Что касается интеллигенции, то она во все века стяжала особую ненависть, или, по крайней мере, подозрительность господствующих слоев. Это нетрудно объяснить, если видеть в исходном латинском «интеллегенс» — «сведущий», первоначальное «интер легенс» — «читающий между (строк)». Такой человек опасен, ибо он сразу разоблачает казенную ложь, может раскрыть верноподданным глаза на истинное положение дел. Поэтому власть предержащие теснят интеллигенцию, устанавливают за ней надзор и создают свою, придворную «интеллигенцию» — тогда это слово указывает уже не на высокий ум, а на род занятий. «Интеллигенты», которых вывели в государственных питомниках, обязаны всеми средствами утверждать государственную ложь, растлевать человеческое сознание, выдавая ложь за единственную и непогрешимую истину.

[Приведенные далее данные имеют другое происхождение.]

PR #525, opened 2026-05-16
feat(sources/community/shopify): add shopify community source

### LINKED ISSUE #522: design: add shopify community source
## Summary

Add a new community `shopify` source that lets Coral query Shopify Admin GraphQL data through SQL. For users, this would make store metadata, products, product variants, collections, orders, customers, locations, and inventory items queryable for commerce analytics, catalog audits, fulfillment triage, inventory checks, support workflows, and cross-source joins with tools like Stripe, Slack, GitHub, incidents, and observability sources.

## Motivation

Shopify is a common system of record for ecommerce businesses. Teams often need
to answer questions like:

- "Which products or variants changed recently?"
- "Which SKUs are active, draft, archived, or low inventory?"
- "Which orders are paid but not fulfilled?"
- "Which customers have the most orders or highest lifetime spend?"
- "Which locations can fulfill online orders?"
- "Which inventory items are tracked and tied to specific SKUs?"
- "How do orders and customers relate to support tickets, incidents, payments, or warehouse workflows?"
Without a Coral source, users need custom scripts, Shopify SDKs, exports, or manual admin work to inspect this data. A read-only Coral source would expose common operational Shopify data through SQL while keeping the first version bounded to documented Admin GraphQL queries.

## Proposed design

This would be a new community source under `sources/community/shopify`, implemented as a manifest-only HTTP source.

**Inputs:**

- `SHOPIFY_SHOP_DOMAIN`
  - required variable
  - Shopify shop domain, for example `example.myshopify.com`
  - used to build the Admin GraphQL endpoint
- `SHOPIFY_API_VERSION`
  - optional variable
  - defaults to `2026-04`, which Shopify docs list as the latest stable Admin
    GraphQL API version checked on May 16, 2026
- `SHOPIFY_ADMIN_ACCESS_TOKEN`
  - required secret
  - Admin API access token for a custom or public app
  - sent as the `X-Shopify-Access-Token` header
  - recommended read scopes depend on the tables used:
    - `read_products` for products, product variants, and collections
    - `read_orders` for orders
    - `read_customers` for customers
    - `read_locations` for locations
    - `read_inventory` for inventory items
    - `read_all_orders` only when the app needs approved access beyond the  default recent-orders window

**Auth:**

- `HeaderAuth`
- header: `X-Shopify-Access-Token: {{input.SHOPIFY_ADMIN_ACCESS_TOKEN}}`
- request headers: `Accept: application/json` and `Content-Type: application/json`

**Base URL:**

- `https://{{input.SHOPIFY_SHOP_DOMAIN}}/admin/api/{{input.SHOPIFY_API_VERSION}}`

**Proposed v1 tables:**

- **`shopify.shop`**
  - GraphQL query: `shop`
  - no pagination
  - useful as the first smoke test and account metadata table
  - key columns: `id`, `name`, `myshopify_domain`, `email`, `contact_email`, `currency_code`, `iana_timezone`, `created_at`, `updated_at`, `primary_domain__url`, `primary_domain__host`

- **`shopify.products`**
  - GraphQL query: `products`
  - cursor pagination with `first`, `after`, and `pageInfo.endCursor`
  - optional `query` filter using Shopify API search syntax
  - key columns: `id`, `title`, `handle`, `status`, `vendor`, `product_type`, `tags`, `total_inventory`, `has_only_default_variant`, `created_at`, `updated_at`, `published_at`, price range columns

- **`shopify.product_variants`**
  - GraphQL query: `productVariants`
  - cursor pagination with `first`, `after`, and `pageInfo.endCursor`
  - optional `query` filter using Shopify API search syntax, such as SKU, barcode, product ID, collection ID, or inventory filters
  - key columns: `id`, `product_id`, `product_title`, `title`, `display_name`, `sku`, `barcode`, `price`, `compare_at_price`, `inventory_item_id`, `inventory_quantity`, `inventory_policy`, `selected_options`, `created_at`, `updated_at`

- **`shopify.collections`**
  - GraphQL query: `collections`
  - cursor pagination with `first`, `after`, and `pageInfo.endCursor`
  - optional `query` filter using Shopify API search syntax
  - key columns: `id`, `title`, `handle`, `description`, `sort_order`, `products_count`, `rule_set`, `seo__title`, `seo__description`, `updated_at`

- **`shopify.orders`**
  - GraphQL query: `orders`
  - cursor pagination with `first`, `after`, and `pageInfo.endCursor`
  - optional `query` filter using Shopify API search syntax, such as financial status, fulfillment status, customer ID, SKU, or date filters
  - key columns: `id`, `name`, `created_at`, `updated_at`, `processed_at`, `cancelled_at`, `display_financial_status`, `display_fulfillment_status`, `currency_code`, total/subtotal/tax amount columns, `customer_id`, `customer_display_name`, `tags`, `test`

- **`shopify.customers`**
  - GraphQL query: `customers`
  - cursor pagination with `first`, `after`, and `pageInfo.endCursor`
  - optional `query` filter using Shopify API search syntax
  - key columns: `id`, `display_name`, `first_name`, `last_name`, `default_email`, `default_phone`, `state`, `number_of_orders`, `amount_spent`, `amount_spent_currency_code`, `verified_email`,  `tax_exempt`, `tags`, `created_at`, `updated_at`

- **`shopify.locations`**
  - GraphQL query: `locations`
  - cursor pagination with `first`, `after`, and `pageInfo.endCursor`
  - optional filters: `query`, `include_inactive`, `include_legacy`
  - key columns: `id`, `name`, `is_active`, `fulfills_online_orders`, `has_active_inventory`, `ships_inventory`, address fields, and `fulfillment_service__handle`

- **`shopify.inventory_items`**
  - GraphQL query: `inventoryItems`
  - cursor pagination with `first`, `after`, and `pageInfo.endCursor`
  - optional `query` filter using Shopify API search syntax, such as SKU, ID, created date, or updated date
  - key columns: `id`, `sku`, `tracked`, `requires_shipping`,  `duplicate_sku_count`, `country_code_of_origin`,  `province_code_of_origin`, `harmonized_system_code`, `inventory_history_url`, `created_at`, `updated_at`

**Design details:**

- use Shopify Admin GraphQL API rather than REST because Shopify marks REST Admin API as legacy and requires new public apps to use GraphQL Admin API
- all v1 tables are read-only GraphQL queries sent as HTTP `POST`
- use `X-Shopify-Access-Token` header auth
- use `cursor_body` pagination for connection queries:
  - request cursor body path: `variables.after`
  - response cursor path: `data.<connection>.pageInfo.endCursor`
  - page size body path: `variables.first`
- keep provider IDs as `Utf8` because Shopify GraphQL IDs are global ID strings such as `gid://shopify/Product/...`
- expose Shopify GraphQL `DateTime` values as `Utf8` in v1 to keep live validation simple and avoid timestamp conversion assumptions
- expose nested arrays and objects such as `tags`, `selected_options`, `rule_set`, and money/SEO structures as scalar columns where practical and
  `Json` where they are richer structures
- keep the source read-only; no product, inventory, customer, order, or  fulfillment mutations in v1
- include cheap smoke `test_queries`, likely:
  - `SELECT id, name, myshopify_domain FROM shopify.shop LIMIT 1`
  - `SELECT id, title, status FROM shopify.products LIMIT 1`

**Endpoint verification:**

Checked against Shopify's current public docs on May 16, 2026:

Result: the proposed v1 tables map to publicly documented Shopify Admin GraphQL API queries. They require a valid Admin API access token and the appropriate read scopes, but the APIs are documented and not private, partner-only, or unsupported surfaces.

- Admin GraphQL overview, auth, and endpoint: https://shopify.dev/docs/api/admin-graphql/latest
- Access scopes:
  https://shopify.dev/docs/api/usage/access-scopes
- GraphQL pagination:
  https://shopify.dev/docs/api/usage/pagination-graphql
- REST legacy note:
  https://shopify.dev/docs/api/admin-rest/latest
- `shop` query:
  https://shopify.dev/docs/api/admin-graphql/latest/queries/shop
- `products` query:
  https://shopify.dev/docs/api/admin-graphql/latest/queries/products
- `productVariants` query:
  https://shopify.dev/docs/api/admin-graphql/latest/queries/productVariants
- `collections` query:
  https://shopify.dev/docs/api/admin-graphql/latest/queries/collections
- `orders` query:
  https://shopify.dev/docs/api/admin-graphql/latest/queries/orders
- `customers` query:
  https://shopify.dev/docs/api/admin-graphql/latest/queries/customers
- `locations` query:
  https://shopify.dev/docs/api/admin-graphql/latest/queries/locations
- `inventoryItems` query:
  https://shopify.dev/docs/api/admin-graphql/latest/queries/inventoryItems

**Existing-source check:**

Checked locally before authoring this branch and through public GitHub search on May 16, 2026:

- no local `sources/core/shopify`
- no pre-existing local `sources/community/shopify`
- no open or closed Coral GitHub issue/PR found for `shopify`
- no Coral GitHub issue/PR found for `sources/community/shopify`
- upstream `sources/core` and `sources/community` directory listings do not
  include Shopify

**Affected surface:**

- community source only
- expected files:
  - `sources/community/shopify/manifest.yaml`
  - `sources/community/shopify/README.md`

No CLI, config, MCP, runtime, or source-spec changes are proposed.

## Drawbacks and trade-offs

Shopify Admin API access depends on app scopes. Users with a token that only has `read_products` can query catalog tables, but order, customer, location, and inventory tables require their own scopes. The README should clearly map tables to scopes so provider permission errors are not mistaken for source-spec bugs.

Orders have extra constraints. Shopify's docs say apps can access only the default recent-orders window unless they request and receive approval for `read_all_orders` in addition to `read_orders`. The first source should document that limitation and avoid assuming full historical order access.

Customer and order data can include protected customer data. The source should stay read-only, preserve least-privilege guidance, and warn users that Shopify may restrict protected customer data unless the app meets Shopify's protected customer data requirements.

GraphQL Admin API is cost-rate-limited. The first version should keep page sizes conservative, expose query filters, and encourage users to use `LIMIT` and Shopify search syntax rather than broad scans against large stores.

Shopify's API surface is large. The first source should avoid over-scoping into fulfillment orders, discounts, metafields, blogs/pages, themes, markets, returns, analytics, or write operations. Those can be follow-ups once the core commerce tables are validated.

## Alternatives considered

Using REST Admin API was rejected because Shopify marks REST Admin API as legacy and requires new public apps to use GraphQL Admin API. GraphQL also matches Coral's existing POST + `cursor_body` manifest pattern used by other sources.

A smaller source could start with only `shop`, `products`, `product_variants`, and `collections`. That would be easier to validate but would miss the main operational workflows around orders, customers, locations, and inventory.

A broader source could include fulfillment orders, inventory levels, metafields, discounts, pages, blogs, articles, returns, markets, and analytics. That expands scope too quickly for v1 and mixes core commerce data with specialized surfaces that have different permission and data-volume risks.

Write operations such as product updates, inventory adjustments, fulfillment actions, customer edits, refunds, or order mutations were considered out of scope. Coral sources should start as read-only query surfaces.

Using the Storefront API was rejected for this contribution because the target is admin/operations data, not buyer-facing storefront data.

## Open questions

- Should v1 include all eight proposed tables, or start with catalog and shop metadata first?
- Should `orders` and `customers` be included in v1 despite protected customer data and scope requirements, or deferred to reduce review risk?
- Should date/time columns stay as `Utf8` for v1, or should live validation convert Shopify `DateTime` fields to Coral `Timestamp`?
- Should `inventory_levels` be included in v1, or deferred because it requires nested quantity handling by location?
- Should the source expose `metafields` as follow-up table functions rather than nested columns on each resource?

«Государственный служащий» (так именовал каждого сотрудника секретарь нашего института) может уйти на пенсию. Ученый — никогда. Он продолжает жить вечно, даже после своей телесной смерти. Ибо его мысли служат человечеству. Творящая душа ученого рождает в столетиях все новые мысли, и от этого он не стареет, а облекается постоянной молодостью.

«Если Вы не сможете убедить Ваших коллег...» — наступал на меня директор института. Оставаться здесь было невыносимо для меня. 25 октября 1979 года я простился со своим рабочим столом и ушел. Стук, стук, шаги свели меня на первый этаж, вывели на Дворцовую набережную и через Машков переулок к Мойке. Дальше, дальше, прочь.